In 1915, Australian and New Zealander soldiers formed part of an Allied expedition that set out to capture the Gallipoli Peninsula in accordance to a plan by Winston Churchill to open the way to the Black Sea for the Allied navies. The objective was to capture Constantinople, the capital of the Ottoman Empire, which was an ally of Germany during the war. The ANZAC force landed at Gallipoli on 25 April, meeting fierce resistance from the Ottoman Army commanded by Mustafa Kemal (later known as Atatürk). What had been planned as a bold strike to knock the Ottomans out of the war quickly became a stalemate and the campaign dragged on for eight months. At the end of 1915, the Allied forces were evacuated after both sides had suffered heavy casualties and endured great hardships. The Allied casualties included 21,255 from the United Kingdom, an estimated 10,000 dead soldiers from France, 8,709 from Australia, 2,721 from New Zealand, and 1,358 from British India. A dreadful waste of nearly 23,000 young men. News of the landing at Gallipoli made a profound impact on Australians and New Zealanders.

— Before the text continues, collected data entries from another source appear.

PR #522, opened 2025-06-26
add log_gamma diagnostic

daniel-habermann:
This pull request adds the log gamma diagnostic from

>     [1]  Martin Modrák. Angie H. Moon. Shinyoung Kim. Paul Bürkner. Niko Huurre.
>     Kateřina Faltejsková. Andrew Gelman. Aki Vehtari.
>     "Simulation-Based Calibration Checking for Bayesian Computation:
>     The Choice of Test Quantities Shapes Sensitivity."
>     Bayesian Anal. 20 (2) 461 - 488, June 2025. https://doi.org/10.1214/23-BA1404

In brief, deviation from uniformity of ranks in SBC is detected by computing the likelihood of the most extreme point on the empirical CDF if the rank distribution is indeed uniform (called "gamma", see equation 7 in the above reference).

We can then simulate gamma values under the null hypothesis of equal ranks and compare the empirical gamma to this null distribution. This is achieved by computing log(gamma/null_gamma), where null_gamma is the 5% quantile of the null distribution.

log_gamma < 0 implies a rejection of the hypothesis of uniform ranks at the 5% level.

### DIFF
--- a/bayesflow/diagnostics/metrics/sbc.py
+++ b/bayesflow/diagnostics/metrics/sbc.py
@@ -43,6 +43,18 @@ def log_gamma(
     quantile : float in (0, 1), optional, default 0.05
         The quantile from the null distribution to be used as a threshold.
         A lower quantile increases sensitivity to deviations from uniformity.
+
+    Returns
+    -------
+    result : dict
+        Dictionary containing:
+
+        - "values" : float or np.ndarray
+            The log gamma values per variable
+        - "metric_name" : str
+            The name of the metric ("Log Gamme").
+        - "variable_names" : str
+            The (inferred) variable names.
     """
     samples = dicts_to_arrays(
         estimates=estimates,
--- a/bayesflow/diagnostics/metrics/sbc.py
+++ b/bayesflow/diagnostics/metrics/sbc.py
@@ -52,7 +52,7 @@ def log_gamma(
         - "values" : float or np.ndarray
             The log gamma values per variable
         - "metric_name" : str
-            The name of the metric ("Log Gamme").
+            The name of the metric ("Log Gamma").
         - "variable_names" : str
             The (inferred) variable names.
     """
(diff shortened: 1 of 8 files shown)


daniel-habermann:
Sorry for the email spam, I was fighting a bit with the CI. This is ready to be reviewed now :)

bayesflow/diagnostics/metrics/sbc.py
```diff
@@ -0,0 +1,161 @@
...
+
+    Returns
+    -------
+    result : dict
+        Dictionary containing:
+
+        - "values" : float or np.ndarray
+            The log gamma values per variable
+        - "metric_name" : str
+            The name of the metric ("Log Gamme").
```
paul-buerkner: typo in Gamme

bayesflow/diagnostics/metrics/sbc.py
```diff
@@ -0,0 +1,161 @@
...
+
+    # rank statistics
+    ranks = np.sum(samples["estimates"] < samples["targets"][:, None], axis=1)
+
+    # null distribution and threshold
+    null_distribution = gamma_null_distribution(num_ranks, num_post_draws, num_null_draws)
+    null_quantile = np.quantile(null_distribution, quantile)
+
+    # compute log gamma for each parameter
+    log_gammas = []
```
paul-buerkner: is it common python practice to initialize a zero list and then append instead of initializing a vector of the right length and then assigining via indexing? It seems in other places you do it via np.empty

daniel-habermann: Thank you for the review!

Yeah, afaik it's not nearly as bad as in R and the performance penalty is negligible. But I agree that in this place it's a bit silly because we convert it to a numpy array anyway.

paul-buerkner:
After discussing with Stefan, I will merge it now. Thank you!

In Brisbane, on the 10 January 1916, a mass meeting of people formed the ANZAC Day Commemoration Committee to make arrangements for, and carry out, the celebration of ANZAC Day as a gift of the people to commemorate the fallen, remember the wounded and recognise the courage of Australia’s servicemen. Similar events happened in the other States.


In Australia at the 1921 State Premiers' Conference, it was decided that ANZAC Day would be observed on 25 April each year.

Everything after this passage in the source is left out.